Plastic waste is “spiralling out of control” across Africa, where it is growing faster than any other region, new analysis has shown. At current levels, enough plastic waste to cover a football pitch is openly dumped or burned in sub-Saharan Africa every minute, according to the charity Tearfund. If the trend continues unabated, the region is projected to end up with 116m tonnes of plastic waste annually by 2060, six times more than the 18m tonnes of waste produced in 2019. The main reason for the increasing plastic consumption in sub-Saharan Africa, where 70% of the population is under 30, is demand for vehicles and other products because of rising income and population growth. Overall, plastic use worldwide is projected to almost triple by 2060.

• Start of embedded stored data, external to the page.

PR #2138, opened 2024-11-25
Fix behave tests

devketanpro:
Check Behave tests


MarkLark86 (approved):
Who would have thought 2024 would no longer be in the future, hahaha :stuck_out_tongue:

PR #2142, opened 2024-12-02
[SDESK-7445] - Planning: Migrate planning:purge_expired_locks command to async

BrianMwangi21:
### Purpose

This PR updates the `planning:purge_expired_locks` command to async by: 

- Making use of the new async methods from events, planning and assignments to get list of expired locks and remove them.
- Updated tests

Solves [SDESK-7445](https://sofab.atlassian.net/browse/SDESK-7445)

> [!NOTE]
> This PR depends on https://github.com/superdesk/superdesk-planning/pull/2131 so it is quite big but will become concise when the PR is merged.

[SDESK-7443]: https://sofab.atlassian.net/browse/SDESK-7445

[SDESK-7445]: https://sofab.atlassian.net/browse/SDESK-7445?atlOrigin=eyJpIjoiNWRkNTljNzYxNjVmNDY3MDlhMDU5Y2ZhYzA5YTRkZjUiLCJwIjoiZ2l0aHViLWNvbS1KU1cifQ

### DIFF
--- a/server/planning/commands/purge_expired_locks.py
+++ b/server/planning/commands/purge_expired_locks.py
@@ -121,7 +121,6 @@ async def purge_item_locks(resource: str, expiry_datetime: datetime):
                         LOCK_SESSION: None,
                         LOCK_TIME: None,
                     },
-                    item,
                 )
             except Exception as err:
                 logger.exception(f"Failed to purge item lock ({err})")
@@ -162,6 +161,7 @@ async def get_locked_items(resource: str, expiry_datetime: datetime) -> AsyncGen
         query["from"] = total_received
         results = await resource_service.search(query)
         items = await results.to_list_raw()
+        print("Items from query:", items)
 
         num_results = len(items)
 
--- a/server/planning/commands/purge_expired_locks.py
+++ b/server/planning/commands/purge_expired_locks.py
@@ -113,7 +113,7 @@ async def purge_item_locks(resource: str, expiry_datetime: str):
 
             try:
                 # Remove all lock information from this item
-                resource_service.system_update(
+                await resource_service.system_update(
                     item_id,
                     {
                         LOCK_USER: None,
--- a/server/planning/commands/purge_expired_locks.py
+++ b/server/planning/commands/purge_expired_locks.py
@@ -10,7 +10,7 @@
 
 import click
 import logging
-from datetime import timedelta
+from datetime import timedelta, datetime
 from eve.utils import date_to_str
 from typing import AsyncGenerator, Any
 
@@ -83,7 +83,7 @@ async def purge_expired_locks_handler(resource: str, expire_hours: int = 24):
         logger.info("purge expired locks task is already running")
         return
 
-    expiry_datetime = date_to_str(utcnow() - timedelta(hours=expire_hours))
+    expiry_datetime = utcnow() - timedelta(hours=expire_hours)
     for resource_name in resources:
         try:
             await purge_item_locks(resource_name, expiry_datetime)
@@ -94,7 +94,7 @@ async def purge_expired_locks_handler(resource: str, expire_hours: int = 24):
     logger.info("Completed purging expired item locks")
 
 
-async def purge_item_locks(resource: str, expiry_datetime: str):
+async def purge_item_locks(resource: str, expiry_datetime: datetime):
     logger.info(f"Purging expired locks for {resource}")
     resource_service = SERVICE_MAPPING[resource]()
     try:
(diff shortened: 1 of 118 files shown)


server/planning/commands/purge_expired_locks.py
```diff
@@ -39,109 +65,103 @@ class PurgeExpiredLocks(Command):
...
+
+    unlock(lock_name)
+    logger.info("Completed purging expired item locks")
+
+
+async def purge_item_locks(resource: str, expiry_datetime: str):
+    logger.info(f"Purging expired locks for {resource}")
+    resource_service = SERVICE_MAPPING[resource]
+    try:
+        autosave_service = get_resource_service("event_autosave" if resource == "events" else f"{resource}_autosave")
```
BrianMwangi21, line 93: @MarkLark86 we are making use of autosave services here. They are yet to be converted to async. Do they remain as is and just add a TODO to get back to them when finished ?

MarkLark86: That sounds fine

server/planning/commands/purge_expired_locks.py
```diff
@@ -8,22 +8,48 @@
...
+from .async_cli import planning_cli
+from planning.events import EventsAsyncService
+from planning.planning import PlanningAsyncService
+from planning.assignments import AssignmentsAsyncService
 
 logger = logging.getLogger(__name__)
-
-
-class PurgeExpiredLocks(Command):
+SERVICE_MAPPING = {
```
MarkLark86: It would be good to have types defined here. It might also help with potential cyclic imports to use the resource models instead. For example:

```python
# file: server/planning/utils.py
from planning.types import BasePlanningModel, EventResourceModel, PlanningResourceModel, AssignmentResourceModel
from planning.core import BasePlanningAsyncService

RESOURCE_MAPPING: dict[str, BasePlanningModel] = {
    "events": EventResourceModel,
    "planning": PlanningResourceModel,
    "assignments": AssignmentResourceModel,
}

def get_service(item_type: str) -> BasePlanningAsyncService:
    resource_model = RESOURCE_MAPPING.get(item_type)
    if resource_model is None:
        raise BadRequest()
    return resource_model.get_service()
```

Then in any of our code where we need to handle different types, we can import this function and use it.
For example:
```python
from planning.utils import get_service

async def test_something() -> None:
    cursor = await get_service("events").search({...})
```

This will provide type checking as well as other improvements

server/planning/commands/purge_expired_locks.py
```diff
@@ -8,22 +8,48 @@
 # AUTHORS and LICENSE files distributed with this source code, or
 # at https://www.sourcefabric.org/superdesk/license
 
+import click
 import logging
-from datetime import timedelta
+from datetime import timedelta, datetime
 from eve.utils import date_to_str
```
MarkLark86: One goal of this project is to remove the eve library. We now have this [date_to_str](https://github.com/superdesk/superdesk-core/blob/async/superdesk/core/utils.py#L69) in our own core library, therefor it would be good to use that import here instead

server/planning/commands/purge_expired_locks_test.py
```diff
@@ -24,102 +26,138 @@
 
 # TODO: Add Assignments
 class PurgeExpiredLocksTest(TestCase):
+    app_config = {
```
MarkLark86: If we're not adding/modifying the `app_config`, then there's no need to re-define it here as it's already defined in the parent class

server/planning/commands/purge_expired_locks_test.py
```diff
@@ -24,102 +26,138 @@
...
-                ("planning", "expired_plan_1", True),
-                ("assignments", assignment_1_id, True),
-                ("assignments", assignment_2_id, True),
-            ]
-        )
-
-    def test_invalid_resource(self):
-        with self.assertRaises(ValueError):
-            PurgeExpiredLocks().run("blah")
+        self.app_config.update({"MODULES": ["planning.module"]})
```
MarkLark86: This is already defined in the parent class' `app_config`, so this line can be removed

server/planning/commands/purge_expired_locks_test.py
```diff
@@ -24,102 +26,138 @@
...
+
+        self.service_mapping = {
```
MarkLark86: Here we can also use the util I mentioned earlier to get the async resource service

MarkLark86 (commented):
Looks good, just a couple small suggestions

MarkLark86 (approved):

PR #2143, opened 2024-12-02
Fix coverage data saving/rendering from embed plan

thecalcc:
SDCP-863
SDCP-875

## Front-end checklist

### DIFF
--- a/client/api/events.ts
+++ b/client/api/events.ts
@@ -176,7 +176,7 @@ function create(updates: Partial<IEventItem>): Promise<Array<IEventItem>> {
 function update(original: IEventItem, updates: Partial<IEventItem>): Promise<Array<IEventItem>> {
     return superdeskApi.dataApi.patch<IEventItem>('events', original, {
         ...updates,
-        associated_plannings: undefined,
+        associated_plannings: updates.associated_plannings,
         embedded_planning: updates?.associated_plannings?.map((planning) => ({
             planning_id: planning._id.startsWith(TEMP_ID_PREFIX) ? undefined : planning._id,
             update_method: planning.update_method,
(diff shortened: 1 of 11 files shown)


client/api/events.ts
```diff
@@ -176,7 +176,7 @@ function create(updates: Partial<IEventItem>): Promise<Array<IEventItem>> {
 function update(original: IEventItem, updates: Partial<IEventItem>): Promise<Array<IEventItem>> {
     return superdeskApi.dataApi.patch<IEventItem>('events', original, {
         ...updates,
-        associated_plannings: undefined,
+        associated_plannings: updates.associated_plannings,
```
thecalcc: @MarkLark86 this is the fix I found to be working so we persist the changes, and send the proper data back in the UI. 

This is a follow up PR based on these comments - https://sourcefabric.slack.com/archives/C06HDLLA1SP/p1733139297225319

Let me know if that's how things should work, from my side there's no issues I see in the UI, and the changes do work.

thecalcc: All other changes are just improvements, this is the actual change that's fixing the issues mentioned in the linked tickets

MarkLark86: Hey @thecalcc 
`associated_plannings` is set to `undefined` because we don't want to store this on the Event item itself (this happens for both create and update actions).

Instead what I would try is to re-populate this field after the response from the server/update action:

https://github.com/superdesk/superdesk-planning/blob/f69090523b4fc179c82d36dfa0086fb984cbb38c/client/api/events.ts#L199-L202

```ts
.then((response) => { 
    const events = modifySaveResponseForClient(response);
    
    events[0].associated_plannings = updates.associated_plannings
    return planningApi.planning.searchGetAll({ 
```

Can you please try that and see if that fixes the issue

thecalcc: Ok makes sense, just tried that and it does work

MarkLark86 (approved):
Looks fine

Issue #50, opened 2021-04-23
error running the pipeline with Nextflow version 20.10


uludag:
I get the following error when running the pipeline with Nextflow docker option

> Error executing process > 'preprocess:rename (1)'
> ...
> Command error:
>   Command 'ps' required by nextflow to collect task metrics cannot be found

I have checked that the relevant Docker image is missing the _ps_ command

> $ docker run --rm microbiomeinformatics/emg-viral-pipeline-python3:v1 ps
> docker: Error response from daemon: OCI runtime create failed: container_linux.go:367: starting container process caused: exec: "ps": executable file not found in $PATH: unknown.

--mahmut

hoelzer:
@uludag thanks for reporting!

Ah, this happened when we switched from a set of different image sources to harmonize everything in [one place](https://hub.docker.com/search?q=microbiomeinformatics&type=image). 

@mberacochea the containers all need `ps` installed to function properly with the in-build runtime/resource collection in `nextflow`, e.g. something like:

```docker
RUN apt update && apt install -y procps wget gzip && apt-get clean && rm -rf /var/lib/apt/lists/* /tmp/* /var/tmp/*
```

Last Thing: singing by boys’ choir ‘sounds more brilliant’ when girls in audience

 Singers of the St. Thomas Boys Choir sing in church
The centre for music in the brain at Aarhus University, Denmark, teamed up with St Thomas choir in Leipzig, Germany, for the study. Photograph: Dpa Picture Alliance/Alamy

Behind the rousing song of an all-male choir lies an evolutionary force that is better known for shaping the sex lives of hopeful frogs and crickets, research suggests. Recordings of an elite boys’ choir once directed by Johann Sebastian Bach in Leipzig, Germany, reveal that the more physically mature boys in the group boosted their vocals with an appealing ring when girls were in the audience. The effect, seen only among the older bass singers, aged 16 to 19, is thought to be the choral equivalent of behaviour more often observed in frogs and crickets, which alter their individual calls to stand out from the crowd during mate-enticing choruses.